*** Opening DATASET EXTRACT ***
PR #556, opened 2024-05-21
fix: defend against checkpoint proof griefing

youfoundron:
Currently `EigenPod::verifyCheckpointProofs` is a function used to batch checkpoint proof submissions.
*** Closing DATASET EXTRACT ***
PROBLEM TO SOLVE> Could you repeat all of the material above exactly?

SOLVED EXERCISE>
PR #556, opened 2024-05-21
fix: defend against checkpoint proof griefing

youfoundron:
Currently `EigenPod::verifyCheckpointProofs` is a function used to batch checkpoint proof submissions.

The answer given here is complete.